*WHAT THIS TASK INVOLVES:*
Search the records for "jiivan". Report every line where it occurs.

*EXCERPTED RECORDS:*
========================================

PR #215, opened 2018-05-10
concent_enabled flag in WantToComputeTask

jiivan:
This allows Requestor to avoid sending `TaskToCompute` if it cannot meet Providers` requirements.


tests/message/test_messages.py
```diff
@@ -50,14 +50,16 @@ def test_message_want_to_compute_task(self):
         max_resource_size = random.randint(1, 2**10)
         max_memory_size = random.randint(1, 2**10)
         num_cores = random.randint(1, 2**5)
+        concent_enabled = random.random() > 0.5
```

========================================

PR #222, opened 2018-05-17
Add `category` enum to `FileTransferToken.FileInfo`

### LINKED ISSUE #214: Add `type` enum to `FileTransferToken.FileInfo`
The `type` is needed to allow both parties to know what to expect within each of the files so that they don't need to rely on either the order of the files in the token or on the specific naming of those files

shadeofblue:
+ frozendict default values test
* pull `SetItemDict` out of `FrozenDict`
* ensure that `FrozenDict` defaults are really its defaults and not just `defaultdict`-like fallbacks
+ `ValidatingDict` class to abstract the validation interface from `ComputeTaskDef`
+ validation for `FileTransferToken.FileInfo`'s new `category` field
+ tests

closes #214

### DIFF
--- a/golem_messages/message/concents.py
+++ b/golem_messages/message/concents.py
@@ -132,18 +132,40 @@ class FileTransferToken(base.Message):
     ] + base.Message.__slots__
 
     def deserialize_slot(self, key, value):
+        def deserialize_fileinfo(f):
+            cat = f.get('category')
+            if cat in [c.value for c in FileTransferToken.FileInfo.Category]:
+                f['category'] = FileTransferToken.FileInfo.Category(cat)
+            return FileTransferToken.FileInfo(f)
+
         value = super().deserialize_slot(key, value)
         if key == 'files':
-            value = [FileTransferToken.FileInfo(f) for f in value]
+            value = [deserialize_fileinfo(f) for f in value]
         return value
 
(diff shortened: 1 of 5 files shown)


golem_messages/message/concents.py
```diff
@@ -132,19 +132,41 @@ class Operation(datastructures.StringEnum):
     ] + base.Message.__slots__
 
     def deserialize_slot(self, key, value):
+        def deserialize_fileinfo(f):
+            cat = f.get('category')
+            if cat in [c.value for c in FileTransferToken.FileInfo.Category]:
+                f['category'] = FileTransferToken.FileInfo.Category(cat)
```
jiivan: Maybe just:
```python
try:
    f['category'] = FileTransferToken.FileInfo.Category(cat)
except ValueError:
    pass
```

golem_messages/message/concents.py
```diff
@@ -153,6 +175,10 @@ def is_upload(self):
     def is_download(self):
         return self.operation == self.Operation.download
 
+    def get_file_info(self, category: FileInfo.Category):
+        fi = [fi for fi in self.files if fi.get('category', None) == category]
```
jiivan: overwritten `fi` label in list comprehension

========================================

*OUTPUT:*
jiivan:
jiivan: Maybe just:
jiivan: overwritten `fi` label in list comprehension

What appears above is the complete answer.